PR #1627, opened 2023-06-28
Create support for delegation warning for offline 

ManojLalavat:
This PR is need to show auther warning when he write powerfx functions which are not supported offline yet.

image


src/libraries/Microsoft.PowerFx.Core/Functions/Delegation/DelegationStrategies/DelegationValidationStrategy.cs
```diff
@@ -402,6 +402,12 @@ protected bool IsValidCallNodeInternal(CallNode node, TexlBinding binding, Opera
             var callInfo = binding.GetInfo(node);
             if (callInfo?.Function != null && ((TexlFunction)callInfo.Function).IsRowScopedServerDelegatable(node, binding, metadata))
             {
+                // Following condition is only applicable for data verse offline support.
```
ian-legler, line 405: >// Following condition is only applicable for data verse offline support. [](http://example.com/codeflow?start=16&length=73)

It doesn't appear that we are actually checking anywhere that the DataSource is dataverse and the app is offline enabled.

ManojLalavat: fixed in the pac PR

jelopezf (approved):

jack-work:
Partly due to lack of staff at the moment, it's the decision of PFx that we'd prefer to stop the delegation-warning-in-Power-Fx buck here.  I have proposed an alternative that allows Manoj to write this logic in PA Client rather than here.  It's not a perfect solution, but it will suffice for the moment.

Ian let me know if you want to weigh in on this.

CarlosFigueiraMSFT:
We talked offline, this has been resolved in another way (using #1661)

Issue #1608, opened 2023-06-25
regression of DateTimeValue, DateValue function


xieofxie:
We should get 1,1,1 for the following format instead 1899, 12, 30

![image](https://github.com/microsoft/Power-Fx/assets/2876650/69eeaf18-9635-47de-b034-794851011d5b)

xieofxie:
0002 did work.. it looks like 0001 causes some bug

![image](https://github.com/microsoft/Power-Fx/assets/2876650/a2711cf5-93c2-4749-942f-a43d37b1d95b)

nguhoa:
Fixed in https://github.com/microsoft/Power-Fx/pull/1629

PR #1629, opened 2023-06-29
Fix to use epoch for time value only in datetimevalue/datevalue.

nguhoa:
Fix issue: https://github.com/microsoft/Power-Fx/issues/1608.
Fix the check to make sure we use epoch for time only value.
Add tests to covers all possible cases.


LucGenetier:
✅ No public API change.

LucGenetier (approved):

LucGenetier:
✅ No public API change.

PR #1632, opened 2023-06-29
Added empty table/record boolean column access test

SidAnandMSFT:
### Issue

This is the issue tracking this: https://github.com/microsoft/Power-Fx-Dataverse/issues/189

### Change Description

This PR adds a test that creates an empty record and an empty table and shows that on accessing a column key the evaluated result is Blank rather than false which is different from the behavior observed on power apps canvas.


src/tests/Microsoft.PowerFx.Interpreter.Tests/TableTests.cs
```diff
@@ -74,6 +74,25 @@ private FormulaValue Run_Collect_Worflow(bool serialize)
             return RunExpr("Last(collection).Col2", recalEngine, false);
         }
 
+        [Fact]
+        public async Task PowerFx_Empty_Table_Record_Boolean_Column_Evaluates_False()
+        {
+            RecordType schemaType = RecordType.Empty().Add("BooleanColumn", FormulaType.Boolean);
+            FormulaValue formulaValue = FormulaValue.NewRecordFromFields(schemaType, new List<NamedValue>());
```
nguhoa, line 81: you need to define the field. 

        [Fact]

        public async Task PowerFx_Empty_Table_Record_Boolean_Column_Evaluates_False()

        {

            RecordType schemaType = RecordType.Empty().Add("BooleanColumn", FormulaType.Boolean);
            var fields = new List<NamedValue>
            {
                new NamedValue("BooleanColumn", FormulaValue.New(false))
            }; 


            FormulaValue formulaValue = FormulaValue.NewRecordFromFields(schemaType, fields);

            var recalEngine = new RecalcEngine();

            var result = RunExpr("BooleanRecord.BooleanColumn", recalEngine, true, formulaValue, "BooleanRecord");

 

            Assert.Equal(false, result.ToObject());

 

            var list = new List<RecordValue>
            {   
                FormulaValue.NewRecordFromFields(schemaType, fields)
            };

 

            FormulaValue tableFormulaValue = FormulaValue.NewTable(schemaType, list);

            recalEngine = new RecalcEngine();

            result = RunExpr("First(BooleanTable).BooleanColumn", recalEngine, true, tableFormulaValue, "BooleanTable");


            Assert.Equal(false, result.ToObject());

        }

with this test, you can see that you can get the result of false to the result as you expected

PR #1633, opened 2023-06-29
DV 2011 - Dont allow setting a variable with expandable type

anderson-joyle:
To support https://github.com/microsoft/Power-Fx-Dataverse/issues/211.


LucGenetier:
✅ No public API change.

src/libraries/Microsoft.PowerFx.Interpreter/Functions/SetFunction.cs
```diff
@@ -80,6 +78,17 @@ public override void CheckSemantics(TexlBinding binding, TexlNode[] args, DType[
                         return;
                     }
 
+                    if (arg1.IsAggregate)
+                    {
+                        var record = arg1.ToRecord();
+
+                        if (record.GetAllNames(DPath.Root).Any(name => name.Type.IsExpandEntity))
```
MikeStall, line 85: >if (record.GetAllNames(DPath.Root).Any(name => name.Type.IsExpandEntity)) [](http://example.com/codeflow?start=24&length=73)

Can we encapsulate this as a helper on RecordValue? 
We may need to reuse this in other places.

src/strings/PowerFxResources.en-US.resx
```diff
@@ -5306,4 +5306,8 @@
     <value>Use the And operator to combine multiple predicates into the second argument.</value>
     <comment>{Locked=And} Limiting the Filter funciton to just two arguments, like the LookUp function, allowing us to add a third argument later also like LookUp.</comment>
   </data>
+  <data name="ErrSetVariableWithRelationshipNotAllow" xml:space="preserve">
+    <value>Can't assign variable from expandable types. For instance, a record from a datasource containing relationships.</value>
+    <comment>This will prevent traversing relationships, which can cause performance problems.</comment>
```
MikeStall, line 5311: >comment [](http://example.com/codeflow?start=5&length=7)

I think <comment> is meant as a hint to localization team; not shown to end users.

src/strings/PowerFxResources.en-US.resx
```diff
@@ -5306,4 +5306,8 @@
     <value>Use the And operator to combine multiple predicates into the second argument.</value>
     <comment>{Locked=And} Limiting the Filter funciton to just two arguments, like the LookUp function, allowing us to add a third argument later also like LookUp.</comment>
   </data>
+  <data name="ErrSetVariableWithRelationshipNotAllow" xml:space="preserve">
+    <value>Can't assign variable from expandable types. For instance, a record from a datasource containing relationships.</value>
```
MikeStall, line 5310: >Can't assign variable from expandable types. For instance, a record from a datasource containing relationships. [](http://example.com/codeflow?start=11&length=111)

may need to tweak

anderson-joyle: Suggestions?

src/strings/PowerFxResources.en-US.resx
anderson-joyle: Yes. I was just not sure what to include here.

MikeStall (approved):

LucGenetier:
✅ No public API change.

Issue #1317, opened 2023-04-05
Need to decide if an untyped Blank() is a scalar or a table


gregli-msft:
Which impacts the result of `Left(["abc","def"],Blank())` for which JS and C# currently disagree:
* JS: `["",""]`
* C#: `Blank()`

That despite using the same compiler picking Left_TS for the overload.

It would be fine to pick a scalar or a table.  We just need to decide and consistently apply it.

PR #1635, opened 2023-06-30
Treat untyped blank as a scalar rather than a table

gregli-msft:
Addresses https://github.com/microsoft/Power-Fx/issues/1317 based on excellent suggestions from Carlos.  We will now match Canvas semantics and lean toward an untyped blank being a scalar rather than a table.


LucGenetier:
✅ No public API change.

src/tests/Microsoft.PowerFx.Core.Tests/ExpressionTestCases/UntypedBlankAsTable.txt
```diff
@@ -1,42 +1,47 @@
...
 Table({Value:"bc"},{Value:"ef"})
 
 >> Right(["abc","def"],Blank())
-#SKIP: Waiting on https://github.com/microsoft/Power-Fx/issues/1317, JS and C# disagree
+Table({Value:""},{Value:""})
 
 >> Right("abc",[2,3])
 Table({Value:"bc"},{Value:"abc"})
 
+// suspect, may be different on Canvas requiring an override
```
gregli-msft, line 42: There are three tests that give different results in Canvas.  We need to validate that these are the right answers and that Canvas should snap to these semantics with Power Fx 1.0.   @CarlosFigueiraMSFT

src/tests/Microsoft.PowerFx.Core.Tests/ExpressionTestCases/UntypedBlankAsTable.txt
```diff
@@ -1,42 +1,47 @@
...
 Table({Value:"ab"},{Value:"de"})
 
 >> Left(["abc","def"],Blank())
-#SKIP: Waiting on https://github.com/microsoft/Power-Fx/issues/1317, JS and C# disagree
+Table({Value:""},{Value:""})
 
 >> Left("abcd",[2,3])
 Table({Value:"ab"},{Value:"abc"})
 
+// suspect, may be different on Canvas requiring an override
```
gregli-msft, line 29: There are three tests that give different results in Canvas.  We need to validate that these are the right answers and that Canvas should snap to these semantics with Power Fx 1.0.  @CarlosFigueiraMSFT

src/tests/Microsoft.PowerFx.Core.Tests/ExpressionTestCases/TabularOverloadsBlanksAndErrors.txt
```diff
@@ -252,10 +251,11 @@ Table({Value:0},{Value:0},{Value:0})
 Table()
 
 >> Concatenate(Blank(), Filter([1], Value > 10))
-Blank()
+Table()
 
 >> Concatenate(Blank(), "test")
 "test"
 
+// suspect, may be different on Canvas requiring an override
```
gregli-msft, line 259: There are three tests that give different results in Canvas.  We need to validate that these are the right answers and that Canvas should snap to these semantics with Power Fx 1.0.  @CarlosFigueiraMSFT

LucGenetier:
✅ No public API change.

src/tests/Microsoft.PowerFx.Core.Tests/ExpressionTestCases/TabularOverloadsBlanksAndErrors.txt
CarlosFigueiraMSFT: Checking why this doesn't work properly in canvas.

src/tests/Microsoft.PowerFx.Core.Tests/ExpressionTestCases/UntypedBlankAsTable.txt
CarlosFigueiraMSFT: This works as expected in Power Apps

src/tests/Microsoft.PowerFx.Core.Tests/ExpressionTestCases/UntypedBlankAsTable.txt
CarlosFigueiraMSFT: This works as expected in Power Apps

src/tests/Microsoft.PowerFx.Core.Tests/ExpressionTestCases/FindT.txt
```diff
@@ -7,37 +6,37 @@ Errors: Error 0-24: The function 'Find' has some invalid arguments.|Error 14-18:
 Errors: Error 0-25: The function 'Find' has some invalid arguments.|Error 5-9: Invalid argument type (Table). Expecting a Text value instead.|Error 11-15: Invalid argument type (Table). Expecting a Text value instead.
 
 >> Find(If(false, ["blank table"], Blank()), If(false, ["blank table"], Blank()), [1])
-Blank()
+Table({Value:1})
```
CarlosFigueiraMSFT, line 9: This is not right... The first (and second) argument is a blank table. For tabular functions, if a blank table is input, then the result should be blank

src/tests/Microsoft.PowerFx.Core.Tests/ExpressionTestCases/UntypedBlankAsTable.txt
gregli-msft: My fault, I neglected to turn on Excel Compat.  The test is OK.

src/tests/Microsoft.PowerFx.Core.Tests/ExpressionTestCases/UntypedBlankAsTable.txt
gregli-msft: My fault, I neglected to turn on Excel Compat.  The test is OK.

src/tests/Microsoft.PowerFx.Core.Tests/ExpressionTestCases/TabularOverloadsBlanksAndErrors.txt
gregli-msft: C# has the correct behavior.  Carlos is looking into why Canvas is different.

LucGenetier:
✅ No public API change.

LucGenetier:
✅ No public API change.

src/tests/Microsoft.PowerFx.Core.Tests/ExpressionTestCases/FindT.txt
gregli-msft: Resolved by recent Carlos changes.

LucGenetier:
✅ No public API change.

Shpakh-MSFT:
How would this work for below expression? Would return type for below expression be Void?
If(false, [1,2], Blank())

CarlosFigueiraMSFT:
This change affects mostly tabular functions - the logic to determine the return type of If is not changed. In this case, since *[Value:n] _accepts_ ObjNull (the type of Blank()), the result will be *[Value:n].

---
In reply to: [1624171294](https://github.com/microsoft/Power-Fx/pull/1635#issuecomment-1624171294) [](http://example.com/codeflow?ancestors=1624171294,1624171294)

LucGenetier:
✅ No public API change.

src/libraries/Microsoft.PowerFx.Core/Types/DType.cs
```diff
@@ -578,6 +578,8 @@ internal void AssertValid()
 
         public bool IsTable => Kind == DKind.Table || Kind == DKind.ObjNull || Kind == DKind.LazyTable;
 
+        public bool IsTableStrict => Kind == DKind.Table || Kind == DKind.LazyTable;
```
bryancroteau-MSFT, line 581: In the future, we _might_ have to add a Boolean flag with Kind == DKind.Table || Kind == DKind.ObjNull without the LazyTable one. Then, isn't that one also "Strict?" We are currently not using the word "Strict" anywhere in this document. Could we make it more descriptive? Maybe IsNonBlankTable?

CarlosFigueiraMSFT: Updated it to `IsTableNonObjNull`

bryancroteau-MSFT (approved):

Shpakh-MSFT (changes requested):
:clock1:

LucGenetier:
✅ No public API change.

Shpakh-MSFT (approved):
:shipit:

★ ★ ★ ★ ★

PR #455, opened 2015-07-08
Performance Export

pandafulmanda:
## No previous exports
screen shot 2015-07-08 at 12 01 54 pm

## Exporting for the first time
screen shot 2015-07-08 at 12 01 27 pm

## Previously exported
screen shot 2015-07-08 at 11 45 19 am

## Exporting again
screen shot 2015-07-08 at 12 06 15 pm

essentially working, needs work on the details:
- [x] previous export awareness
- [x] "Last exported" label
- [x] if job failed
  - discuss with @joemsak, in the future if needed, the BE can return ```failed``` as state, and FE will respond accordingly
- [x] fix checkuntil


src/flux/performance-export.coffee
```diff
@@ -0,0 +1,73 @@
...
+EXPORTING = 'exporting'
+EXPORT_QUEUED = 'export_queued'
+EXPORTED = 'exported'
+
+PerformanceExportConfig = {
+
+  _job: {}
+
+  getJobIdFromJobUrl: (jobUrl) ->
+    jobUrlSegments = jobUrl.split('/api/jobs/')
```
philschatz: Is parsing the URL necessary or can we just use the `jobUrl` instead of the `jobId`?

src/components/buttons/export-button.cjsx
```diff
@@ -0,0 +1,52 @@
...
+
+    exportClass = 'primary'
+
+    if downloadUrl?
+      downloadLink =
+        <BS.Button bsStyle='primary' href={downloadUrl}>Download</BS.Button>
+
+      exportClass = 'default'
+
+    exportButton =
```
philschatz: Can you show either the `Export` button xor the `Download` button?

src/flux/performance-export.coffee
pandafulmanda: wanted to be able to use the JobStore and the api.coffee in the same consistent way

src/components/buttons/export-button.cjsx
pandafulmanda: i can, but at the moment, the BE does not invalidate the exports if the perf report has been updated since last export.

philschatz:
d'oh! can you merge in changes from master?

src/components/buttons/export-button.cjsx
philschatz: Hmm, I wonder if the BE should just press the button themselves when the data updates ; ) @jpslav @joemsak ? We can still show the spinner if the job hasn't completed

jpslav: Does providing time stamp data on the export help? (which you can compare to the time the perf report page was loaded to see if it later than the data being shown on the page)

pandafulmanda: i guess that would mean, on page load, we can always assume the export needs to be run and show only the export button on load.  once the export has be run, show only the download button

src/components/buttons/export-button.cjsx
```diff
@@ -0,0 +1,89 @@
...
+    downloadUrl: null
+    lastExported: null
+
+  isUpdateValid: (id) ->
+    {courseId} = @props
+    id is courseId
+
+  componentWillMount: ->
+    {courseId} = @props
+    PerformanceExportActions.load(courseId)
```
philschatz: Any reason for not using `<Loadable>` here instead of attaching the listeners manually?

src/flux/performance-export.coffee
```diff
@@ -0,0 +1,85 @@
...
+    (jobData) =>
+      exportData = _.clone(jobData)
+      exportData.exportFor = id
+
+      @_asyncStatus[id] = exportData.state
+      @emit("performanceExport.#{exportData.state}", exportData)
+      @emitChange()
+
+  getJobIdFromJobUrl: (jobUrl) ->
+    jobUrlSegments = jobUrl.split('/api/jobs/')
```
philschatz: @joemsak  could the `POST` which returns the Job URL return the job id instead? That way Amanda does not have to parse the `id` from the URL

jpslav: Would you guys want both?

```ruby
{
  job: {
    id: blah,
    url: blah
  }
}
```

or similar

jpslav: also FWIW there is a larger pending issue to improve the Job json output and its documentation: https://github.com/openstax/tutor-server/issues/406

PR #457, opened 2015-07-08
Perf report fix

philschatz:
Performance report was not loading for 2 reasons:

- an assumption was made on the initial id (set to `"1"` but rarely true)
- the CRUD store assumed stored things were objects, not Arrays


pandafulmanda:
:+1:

★ ★ ★ ★ ★

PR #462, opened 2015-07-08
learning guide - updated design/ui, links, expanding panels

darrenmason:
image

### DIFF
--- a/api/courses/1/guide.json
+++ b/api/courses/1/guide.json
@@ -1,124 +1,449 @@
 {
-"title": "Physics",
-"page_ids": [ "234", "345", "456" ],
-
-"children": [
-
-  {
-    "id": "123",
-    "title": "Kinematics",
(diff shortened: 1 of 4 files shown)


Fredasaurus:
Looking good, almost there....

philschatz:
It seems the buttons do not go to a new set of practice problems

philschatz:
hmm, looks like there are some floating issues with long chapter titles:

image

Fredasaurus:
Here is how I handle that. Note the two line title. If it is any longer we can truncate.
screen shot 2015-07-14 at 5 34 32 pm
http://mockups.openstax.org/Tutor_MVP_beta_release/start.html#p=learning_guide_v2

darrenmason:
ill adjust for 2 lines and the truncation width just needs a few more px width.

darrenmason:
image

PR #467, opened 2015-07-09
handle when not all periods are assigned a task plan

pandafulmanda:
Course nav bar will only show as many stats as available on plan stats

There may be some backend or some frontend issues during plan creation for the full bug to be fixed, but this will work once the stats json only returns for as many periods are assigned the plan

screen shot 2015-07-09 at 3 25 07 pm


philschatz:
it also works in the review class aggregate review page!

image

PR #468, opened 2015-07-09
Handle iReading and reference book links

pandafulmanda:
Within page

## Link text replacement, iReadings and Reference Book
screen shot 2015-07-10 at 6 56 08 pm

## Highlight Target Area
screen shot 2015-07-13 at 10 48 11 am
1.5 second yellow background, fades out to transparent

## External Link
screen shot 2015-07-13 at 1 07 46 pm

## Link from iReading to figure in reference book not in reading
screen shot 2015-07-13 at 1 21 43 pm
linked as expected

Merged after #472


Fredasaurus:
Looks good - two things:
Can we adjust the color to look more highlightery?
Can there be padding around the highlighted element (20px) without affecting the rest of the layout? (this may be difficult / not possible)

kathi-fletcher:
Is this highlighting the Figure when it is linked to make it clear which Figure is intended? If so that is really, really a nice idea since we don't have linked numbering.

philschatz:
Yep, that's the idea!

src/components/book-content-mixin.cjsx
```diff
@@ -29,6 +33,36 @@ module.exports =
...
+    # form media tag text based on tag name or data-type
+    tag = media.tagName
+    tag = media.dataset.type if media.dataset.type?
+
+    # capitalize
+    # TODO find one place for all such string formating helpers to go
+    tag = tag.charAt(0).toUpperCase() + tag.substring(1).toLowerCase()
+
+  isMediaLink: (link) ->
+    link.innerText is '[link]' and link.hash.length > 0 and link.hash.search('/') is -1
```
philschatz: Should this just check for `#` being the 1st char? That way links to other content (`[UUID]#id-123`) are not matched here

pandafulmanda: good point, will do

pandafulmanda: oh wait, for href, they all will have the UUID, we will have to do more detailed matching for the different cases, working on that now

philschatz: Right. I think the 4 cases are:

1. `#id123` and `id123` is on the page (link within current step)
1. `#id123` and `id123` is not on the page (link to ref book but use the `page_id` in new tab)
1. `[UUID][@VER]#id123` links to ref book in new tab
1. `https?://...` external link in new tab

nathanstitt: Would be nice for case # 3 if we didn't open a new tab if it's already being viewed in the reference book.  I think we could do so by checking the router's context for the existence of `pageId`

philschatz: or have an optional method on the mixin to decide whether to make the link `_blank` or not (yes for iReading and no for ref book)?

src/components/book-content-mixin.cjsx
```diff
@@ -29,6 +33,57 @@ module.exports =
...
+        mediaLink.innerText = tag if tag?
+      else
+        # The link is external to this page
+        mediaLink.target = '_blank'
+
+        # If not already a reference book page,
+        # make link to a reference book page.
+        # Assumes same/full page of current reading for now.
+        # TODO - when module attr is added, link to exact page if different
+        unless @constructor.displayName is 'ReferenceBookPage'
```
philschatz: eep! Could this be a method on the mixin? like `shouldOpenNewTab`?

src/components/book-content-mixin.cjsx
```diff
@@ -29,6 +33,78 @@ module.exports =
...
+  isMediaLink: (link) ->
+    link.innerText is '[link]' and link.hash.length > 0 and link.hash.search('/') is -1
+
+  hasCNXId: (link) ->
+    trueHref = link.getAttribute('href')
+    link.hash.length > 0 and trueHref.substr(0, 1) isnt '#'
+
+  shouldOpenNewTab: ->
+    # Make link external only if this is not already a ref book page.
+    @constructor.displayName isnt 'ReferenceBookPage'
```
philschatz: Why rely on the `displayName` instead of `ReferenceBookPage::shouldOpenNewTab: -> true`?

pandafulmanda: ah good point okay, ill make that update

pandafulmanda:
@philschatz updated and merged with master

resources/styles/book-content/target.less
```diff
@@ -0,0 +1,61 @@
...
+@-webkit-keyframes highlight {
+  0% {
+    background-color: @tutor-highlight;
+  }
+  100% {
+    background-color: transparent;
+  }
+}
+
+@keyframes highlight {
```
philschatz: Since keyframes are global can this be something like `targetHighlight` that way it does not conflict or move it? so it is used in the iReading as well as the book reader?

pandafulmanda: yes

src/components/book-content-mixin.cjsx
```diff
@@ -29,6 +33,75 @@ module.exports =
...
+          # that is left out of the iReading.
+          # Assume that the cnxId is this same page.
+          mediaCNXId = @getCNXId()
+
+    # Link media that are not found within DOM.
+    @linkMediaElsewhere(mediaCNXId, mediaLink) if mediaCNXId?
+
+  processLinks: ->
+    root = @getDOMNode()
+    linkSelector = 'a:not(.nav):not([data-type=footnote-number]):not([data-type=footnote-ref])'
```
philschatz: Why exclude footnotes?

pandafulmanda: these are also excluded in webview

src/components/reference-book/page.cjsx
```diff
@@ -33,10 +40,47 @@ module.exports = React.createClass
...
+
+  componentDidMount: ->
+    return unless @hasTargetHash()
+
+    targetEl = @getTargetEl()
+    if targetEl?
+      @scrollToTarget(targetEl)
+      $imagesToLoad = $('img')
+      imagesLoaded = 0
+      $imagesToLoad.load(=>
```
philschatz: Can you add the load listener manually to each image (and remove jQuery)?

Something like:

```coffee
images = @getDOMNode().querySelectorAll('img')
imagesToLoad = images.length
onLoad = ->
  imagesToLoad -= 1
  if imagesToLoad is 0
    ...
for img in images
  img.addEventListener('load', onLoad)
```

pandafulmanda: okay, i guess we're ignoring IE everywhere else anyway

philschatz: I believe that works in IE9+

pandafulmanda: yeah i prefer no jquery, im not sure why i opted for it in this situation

★ ★ ★ ★ ★

**PROMPT**
In the listing above, find each line where "once" occurs and copy it.

**EXERCISE OUTPUT**
pandafulmanda: i guess that would mean, on page load, we can always assume the export needs to be run and show only the export button on load.  once the export has be run, show only the download button
There may be some backend or some frontend issues during plan creation for the full bug to be fixed, but this will work once the stats json only returns for as many periods are assigned the plan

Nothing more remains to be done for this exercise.